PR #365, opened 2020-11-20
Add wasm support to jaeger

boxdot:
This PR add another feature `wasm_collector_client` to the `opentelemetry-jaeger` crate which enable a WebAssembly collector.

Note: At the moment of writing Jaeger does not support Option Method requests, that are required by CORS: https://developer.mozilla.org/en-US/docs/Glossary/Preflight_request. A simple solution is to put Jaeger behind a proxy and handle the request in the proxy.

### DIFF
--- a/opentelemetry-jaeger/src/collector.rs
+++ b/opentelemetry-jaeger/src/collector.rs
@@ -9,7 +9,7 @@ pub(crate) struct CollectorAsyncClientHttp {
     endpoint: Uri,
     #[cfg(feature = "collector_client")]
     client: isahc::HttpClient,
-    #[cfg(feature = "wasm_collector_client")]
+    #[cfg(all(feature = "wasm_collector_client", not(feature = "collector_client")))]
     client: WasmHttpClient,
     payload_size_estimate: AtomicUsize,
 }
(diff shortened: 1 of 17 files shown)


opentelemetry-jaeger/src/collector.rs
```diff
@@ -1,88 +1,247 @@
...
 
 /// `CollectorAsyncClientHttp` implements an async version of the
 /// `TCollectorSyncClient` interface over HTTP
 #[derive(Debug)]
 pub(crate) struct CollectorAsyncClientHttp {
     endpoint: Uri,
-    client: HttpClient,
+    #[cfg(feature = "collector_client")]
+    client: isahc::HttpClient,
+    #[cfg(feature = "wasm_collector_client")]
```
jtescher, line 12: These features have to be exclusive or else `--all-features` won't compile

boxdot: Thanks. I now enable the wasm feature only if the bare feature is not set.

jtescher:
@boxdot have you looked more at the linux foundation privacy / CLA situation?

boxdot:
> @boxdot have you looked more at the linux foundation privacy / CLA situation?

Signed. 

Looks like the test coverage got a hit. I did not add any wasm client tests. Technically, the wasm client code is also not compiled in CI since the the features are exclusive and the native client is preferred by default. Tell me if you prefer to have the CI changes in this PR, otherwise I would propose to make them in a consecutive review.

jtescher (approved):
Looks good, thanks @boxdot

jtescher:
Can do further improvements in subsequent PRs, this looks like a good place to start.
────────
WHAT YOU WILL DO:
Reproduce word for word only the first line of the listing above and each line after it through the line with "This PR add".

RESULT BELOW:
PR #365, opened 2020-11-20
Add wasm support to jaeger

boxdot:
This PR add another feature `wasm_collector_client` to the `opentelemetry-jaeger` crate which enable a WebAssembly collector.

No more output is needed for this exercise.